Stored entries →
──────────

PR #539, opened 2026-08-09
Graphiti 2.0  🚀

### LINKED ISSUE #167: Always include id and type for belongs_to relationships
Summarizing the lengthy discussion on [slack](https://graphiti-api.slack.com/archives/C5A4UEMGS/p1565624466070600):

Currently graphiti does not include the resource identifier object of a relationship without explicitly requesting the resource be included. This makes sense in a `has_many` case where there might be thousands of related records, but perhaps not in the case of a `belongs_to` where the foreign key is right there on the loaded resource.

Not rendering the relationship data on the resource when it is easily available can cause problems, such as when using a client side jsonapi library with good caching like ember-data. Currently if I've loaded some parent records in one request, and later I load child records directly without explicitly specifying to include the parent, the payload will be rendered without any relationship data (only `{meta: {included: false}}`, perhaps links) and the client will have no way to relate the two together without a) re-requesting the relationship alone (through its link) or b) specifying the parent be sideloaded with the child request with `?include=parent`. Both of these options require the server to re-render a resource that the client already has loaded, which feels inefficient.

Futher, it just feels weird that in a pre-jsonapi world a resource with a `belongs_to` would have had a `parent_id` attribute included in the payload, allowing the client to link things together that are already loaded, or even just to know which child records are grouped together without having to know anything about the parent.

`jsonapi-serializable` [includes an option](https://github.com/jsonapi-rb/jsonapi-serializable/issues/94#issuecomment-351097652) to specify `linkage: always: true` on a `belongs_to` to achieve this behavior, and I think graphiti should set this by default.

### LINKED ISSUE #199: Consistent behaviour for empty polymorphic

### LINKED ISSUE #216: Localization Support
Are there plans to add localization support to Graphiti? I'd like to be able to offer multilingual error messaging.

### LINKED ISSUE #347: NoMethodError when page is not a hash

### LINKED ISSUE #518: Resource Cheatsheet references 'ApplicationRecord' should be 'ApplicationResource'
I'm just reading the docs to start using the project and found this typo

https://github.com/graphiti-api/graphiti-api.github.io/blob/c98df4d27a28f4ff7434fad801e399eccfed66ab/_site/cheatsheet.html#L88

### LINKED ISSUE #520: Generated specs require `GraphitiSpecHelpers::Sugar`
We need it for the `d` method used here:
https://github.com/graphiti-api/graphiti/blob/master/lib/generators/graphiti/templates/index_request_spec.rb.erb

Relatedly, the docs say that `jsonapi_data` is aliased to `d` but AFAICT, `Sugar` is not mentioned. https://www.graphiti.dev/guides/concepts/testing#jsonapi-data

### LINKED ISSUE #524: Sideloads randomly stop getting included in responses
Have a bizarre issue where sideloads randomly stop getting included in responses periodically. It took me hours to debug this. Finally when I all else fails, I restart my server, and bam, they're back.

This is in `development` and I haven't actually tried in prod yet as I'm still vetting the library. 

Any ideas?

I am loading all my classes in development fyi, because it helps me spot some bugs. Maybe involved?

### LINKED ISSUE #526: Exception handling
Could someone provide a more detailed explanation of the way exception handling works? I added

```ruby
  register_exception ActiveRecord::RecordNotFound, status: 404
```
to my controller, but it does not seem to be caught. I stepped into it and verified that it is added to a list of handled exceptions, but couldn't find what I need to do for these to actually be rescued.

I previously used `rescue_from`, and don't mind using it again, but I would need to produce a standard jsonapi response, and couldn't find a method (in either `graphiti` or `graphiti-rails`) that would do that. Also couldn't find something that converts `object.errors` to such a format. I assume I'm missing something fundamental...

### LINKED ISSUE #528: ResourceGenerator overwrites existing controller
Overwriting existing controllers when generating a resource limits the utility of the gem. It makes it much more difficult to add Graphiti to an existing application.

**Pain point**
Adding Graphiti to an existing application with `generate graphiti:resource [RESOURCE_NAME] --model=[MODEL_NAME]` overwrites the existing controller. You can skip the overwrite, but then the controller code must be written by hand. Also, if you use `destroy graphiti:resource...` it deletes the controller file whether the generator initially overwrote the file or not. This inflexibility also increases the difficulty of calling the generator inside other custom generators.

**Suggested solutions:**
- Break out the responsibilities of the `ResourceGenerator` into separate generators and create a single scaffold generator which incorporates all of the generators
  - The scaffold generator could have options to exclude specific generators (e.g. `--no-controller`)
- Instead of overwriting controllers, create separate namespaced controllers specifically for Graphiti. The file structure could be sourced from the namespace recorded in `.graphiticfg.yml`.

### LINKED ISSUE #530: Auto-include `Responders` module if responders gem is present
This is something that might be worth doing. We should also consider any potential downsides.

### LINKED ISSUE #534: Error responses missing exception message details
Graphiti's error classes have a lot of `message` methods with helpful errors details. But as far as I can tell, graphiti-rails has the rendering of these disabled because it doesn't pass `detail: :exception` to `rescue-registry` here:

https://github.com/graphiti-api/graphiti-rails/blob/4a8a065f9c67cf0c3bcedfb7c8ac3da033560e57/lib/graphiti/rails.rb#L46-L49

This results in `detail: nil` in the jsonapi errors.

### LINKED ISSUE #535: Include Graphiti stuff only in api
It seems that the stuff here:
https://github.com/graphiti-api/graphiti-rails/blob/2b787402f3247a5fdb27e0cb36f53522dac49557/lib/graphiti/rails.rb#L39
is included in all controllers, not just the ones that use Graphiti. Is it possible to opt-out?

### LINKED ISSUE #540: Thread.current causes issues with fiber based servers like falcon
Hi,

currently i do these patches (AI generated).
``` 
Rails.application.config.after_initialize do
  # Patch 1: Graphiti.context (request-scoped metadata)
  module Graphiti
    class << self
      def context
        (Fiber.current.storage || {}).fetch(:graphiti_context, nil) || {}
      end

      def context=(val)
        verbose, $VERBOSE = $VERBOSE, nil
        Fiber.current.storage = (Fiber.current.storage || {}).merge(graphiti_context: val)
      ensure
        $VERBOSE = verbose
      end
    end
  end

  # Patch 2: TransactionHooksRecorder (before/after commit hooks)
  module Graphiti
    module Util
      class TransactionHooksRecorder
        class << self
          private

          def _hooks
            (Fiber.current.storage || {}).fetch(:_graphiti_hooks, nil)
          end

          def reset_hooks
            verbose, $VERBOSE = $VERBOSE, nil
            Fiber.current.storage = (Fiber.current.storage || {}).merge(
              _graphiti_hooks: {
                after_graph_persist: [],
                before_commit: [],
                after_commit: []
              }
            )
          ensure
            $VERBOSE = verbose
          end
        end
      end
    end
  end

  # Patch 3: RescueRegistry (exception handler context)
  module RescueRegistry
    class << self
      def context
        (Fiber.current.storage || {}).fetch(:rescue_registry_context, nil)
      end

      def context=(value)
        verbose, $VERBOSE = $VERBOSE, nil
        Fiber.current.storage = (Fiber.current.storage || {}).merge(rescue_registry_context: value)
      ensure
        $VERBOSE = verbose
      end
    end
  end
end
``` 

Sorry no tests that i can contribute. Would be nice to see graphiti working in modern web servers.

jkeen:
# Graphiti 2.0

Graphiti 2.0 collapses the satellite-gem constellation into one gem, makes persistence behave the way you always assumed it did, and ships with a rebuilt documentation site. There are some important breaking changes that improve ergonomics, but nearly everything from 1.x still runs under 2.0 with deprecation warnings, so most apps can upgrade incrementally. Upgrade path here: https://graphiti.dev/upgrading/

## One gem instead of four

`graphiti-rails`, `graphiti_spec_helpers`, and `graphiti_errors` are now part of graphiti itself. Remove them from your Gemfile after upgrading `graphiti` and everything keeps working. Rails integration is now opt-in per controller with `include Graphiti::Rails::Controller`, instead of every controller silently receiving it (#535). Exception handling is built on `rescue_registry` (#526), and spec helpers live at `Graphiti::SpecHelpers` with a new set of RSpec matchers for asserting resource attributes and relationships (graphiti-api/graphiti_spec_helpers#14).

This collapse was primarily motivated by the fact that 80-90% of graphiti users are using it with rails, and collapsing the surface area makes maintenance and understanding easier.

## Persistence that matches your mental model

The model you inspect is the model that saves (#465, [docs](https://graphiti.dev/concepts/persisting/)). Hooks and overrides see the same assigned model instance that gets persisted, instead of a parallel attributes hash that could drift from reality. `around_persistence` hooks receive that model, writable guards now receive the model and attribute name so authorization can consider the actual record (#511), and the resource carries its assigned model rather than threading it through override signatures.

Writable guards evaluate under the action being performed on every path, so `writable: proc { current_action == :create }` answers the same whether or not you inspected the model first.

## Serialization wins

- `belongs_to` renders relationship resource ids by default, solving an issue that had been open since 2019 (#167), with `belongs_to_resource_ids_by_default` and a per-relationship `resource_ids` option to control it. The default comes without a performance cost, since linkage renders from foreign keys already on the record.
- `Resource.wrap` serializes models you fetched yourself, so you can use graphiti's serialization without going through its finders (#513).
- A subclass redeclaring a relationship now reaches its own serializer.
- Sideloaded entities are deduplicated across include paths, so a record reached through two different associations renders once, complete. Previously only the first copy to serialize got its relationships, leaving `"data": null` holes in included (#476).
- A relationship linkage no longer disappears when an unrelated include happens to share its name. `?include=positions.classification` used to blank the employee's own classification.
- Deduplication no longer widens a deep filtered association. `?include=positions.employee.positions&filter[positions.rank]=1` returned every position where the shallow path correctly returned one.

## Concurrency

Concurrent sideload resolution is more reliable, with fixes for deadlocks and swallowed errors and new stress specs covering behavior under load. Request state now lives in fiber storage rather than thread locals, so context, transaction hooks and debug chunks survive into fibers a request spawns. That makes graphiti work under fiber based servers such as falcon (#540), and closes a case where a sideload resolving inside a fiber would wait on the bounded pool from a pool thread.

`ActiveSupport::CurrentAttributes` are carried onto pool threads, so a sideload resolving concurrently still sees `Current.user` and anything else your app sets per request. Previously that state was left behind on the request thread, and a resource reading it during a concurrent sideload saw nothing.

## Performance

Serialization is faster and allocates less, with the biggest gains on simple requests. Every release records its object allocations so changes are visible over time, and `rake performance:current` reports them locally.

## Guardrails and tooling

- `rake graphiti:audit` scans your resources for latent issues.
- `rails g graphiti:locale` writes every error code graphiti renders into a locale file, ready to customize or translate. 
- New rake tasks for schema checks, so verifying a schema no longer means running the whole suite.
- Rendering a relationship the model doesn't define now raises `MissingRelationshipMethod` instead of failing obscurely.
- The resource generator takes a `--controller` name, so it no longer overwrites a controller you already have (#528).
- `context_namespace` is now `current_action`, which says what it actually is.

## A documentation site that lives with the code

The docs site was rebuilt, absorbed into this repository, and now publishes automatically as new versions are cut. Runtime error messages link to the new docs, and there's a dedicated 2.0 upgrade guide. Behavior and documentation updates can ship at the same time!

## Modern platform

Requires Ruby 3.2+ and Rails 7.1+. Tested against Ruby 3.2 through 4.0 and Rails 7.1 through 8.1, on a rebuilt CI matrix and release pipeline. Apps on older Rubies and Rails stay supported on the 1.x maintenance branch.

## Breaking changes

The [upgrade guide](https://graphiti.dev/upgrading/) walks through each of these with migration steps. The short version:

- Ruby 3.2+ and Rails 7.1+ are required.
- Controllers serving graphiti resources must `include Graphiti::Rails::Controller`. Under graphiti-rails, every controller received the integration automatically (#535).
- `around_persistence` hooks receive the assigned model instead of the attributes hash (#465). Move attribute-hash edits to `before_attributes`, or set values on the model. Custom `create`/`update` overrides keep their 1.x signatures and need no changes.
- `include GraphitiErrors` raises instead of warning, because rescue_registry replaced it and there is nothing left to point it at. `GraphitiErrors.enable!`/`disable!` becomes `handle_request_exceptions`, and 409 responses now report code "conflict" and title "Conflict Error".
- `belongs_to` relationships render resource linkage by default, so those relationship objects gain a `data` key in payloads (#167). Set `belongs_to_resource_ids_by_default = false` for 1.x output.
- Relationships that render neither ids nor a link are omitted rather than rendered empty.
- `allow_nil` and `deny_empty` fold into one `blanks:` filter option, and the pagination settings are named after the page params they control.

Everything else from 1.x resolves with a deprecation warning and keeps working until 3.0.

## Closes

- Closes #167 - `belongs_to` renders resource linkage by default, from foreign keys already on the record so no extra queries
- Closes #518 - the rebuilt docs site fixed the cheatsheet typo
- Closes #520 - generated specs call the helpers by their full names, and the `Sugar` aliases are deprecated
- Closes #526 - one exception-handling stack via rescue_registry, `register_exception` behaves as documented
- Closes #528 - `--controller` lets a resource point at a controller without overwriting it
- Closes #530 - superseded, Rails integration is now explicit opt-in rather than auto-include
- Closes #535 - controllers opt in with `include Graphiti::Rails::Controller` (transferred from graphiti-rails#52)
- Closes #540 - request state moved to fiber storage, so graphiti works under falcon and other fiber based servers
- Closes #524 - `included` always renders when the client asked for it, so resolving the proxy first no longer drops sideloads
- Closes #534 - registered exceptions render their message as `detail`, and every code's text is overridable from a locale key
- Closes #216 - error titles and details come from locale keys, with a generator that writes every code graphiti renders
- Closes #347 - invalid page parameters are rejected rather than raising NoMethodError
- Closes #199 - an empty polymorphic configuration is treated as unset
- Closes #476 - duplicate sideloaded entities now squash to one complete object; @factyy's diagnosis and approach landed here directly, since the PR had drifted from the 2.0 internals
- Closes #516 - pipeline, dependency, and linter updates cherry-picked from @caseyprovost's PR

## Related work from the satellite gems

These PRs live in the now-absorbed repos and shaped what shipped here:
- graphiti-api/graphiti-rails#91 - rake task helpers out of the global namespace, landed as `Graphiti::Rails::RakeHelpers`
- graphiti-api/graphiti_spec_helpers#14 - RSpec matchers for attributes and relationships, reimplemented for 2.0 as `Graphiti::SpecHelpers::Matchers`
- graphiti-api/graphiti-rails#53 - a controller namespace option by @dineshpanda, superseded by `--controller`, which names the controller outright rather than deriving it from `.graphiticfg.yml`


sandstrom:
@jkeen Awesome!

I saw your comment in another issue but couldn't respond there because repo is archived.

Anyway, new docs looks great! 

A small piece of feedback:

Maybe just a bit more background in the first section?

> Graphiti is a serialization (and de-serialization) library for Ruby, with ready-made integrations for Rails.
> 
> It's tied to the [JSON:API](https://jsonapi.org/) spec, which means that your client layer (often a Javascript single page app) needs to speak the JSON API protocol.
> 
> The JSON API protocol itself is not complicated, so client-side logic can be hand rolled or you can use one of many libraries that are available.
> 
> This is an alternative to using for example JBuilder, which takes a more simple approach to JSON serialization.
> 
> Graphiti sits on top of your models and exposes them over a JSON:API-compliant interface. You define Resources instead of controllers and serializers, and get filtering, sorting, pagination, sparse fieldsets, statistics, and nested reads and writes across relationships, all over one endpoint.

This is just a quick stab as an example, but just trying to help people understand where this fits in.

jkeen:
@sandstrom Great feedback! I just updated them.

Let me know if you spot any other places that could be improved that would help de-mystify Graphiti. 

Also, fyi: the docs now live in this repo in plain markdown (in `/docs`, which docasaurus consumes from `/website`) and once this is merged to main those "Edit this page" links will work at the bottom of each page. I updated the readme on the 2.0/beta branch to point that out, and also put this intro suggestion on that readme as well.

sandstrom:
@jkeen Awesome!

Do you work at a company using Graphiti, or more of a personal involvement in the project?

In either case, this 2.0 update looks great and we've been looking for a replacement for fast-json-api (legacy gem) for a while. I'll take a look at this and try to make a switch for our rails app.

jkeen:
@sandstrom Good to hear! 

I've been using Graphiti professionally and personally since it was json-api-suite (2018) and when the original creators moved companies and dipped out of graphiti development I took over a couple of years ago. I was tip toeing around at first, but I made some big swings for this 2.0 release and I'm pretty dang thrilled with how it's shaping up. 

One thing that comes up a bunch from people who know and love Graphiti is "why isn't it more popular?" and I'm hoping some of these docs + ergonomic changes push it in the right direction. I feel like it solves a ton of problems, the tricky part I think has been explaining that clearly. 

Looking forward to hearing how your Graphiti transition goes, hit up the discord if you run into trouble.

factyy:
@jkeen , thanks for all the hard work towards this release! Awesome! :)

sandstrom:
Awesome! 💯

──────────

What is required →
Repeat the lines from the first one in the records through the line containing "Summarizing the lengthy", exactly as written, and nothing else.

Finished exercise →
PR #539, opened 2026-08-09
Graphiti 2.0  🚀

### LINKED ISSUE #167: Always include id and type for belongs_to relationships
Summarizing the lengthy discussion on [slack](https://graphiti-api.slack.com/archives/C5A4UEMGS/p1565624466070600):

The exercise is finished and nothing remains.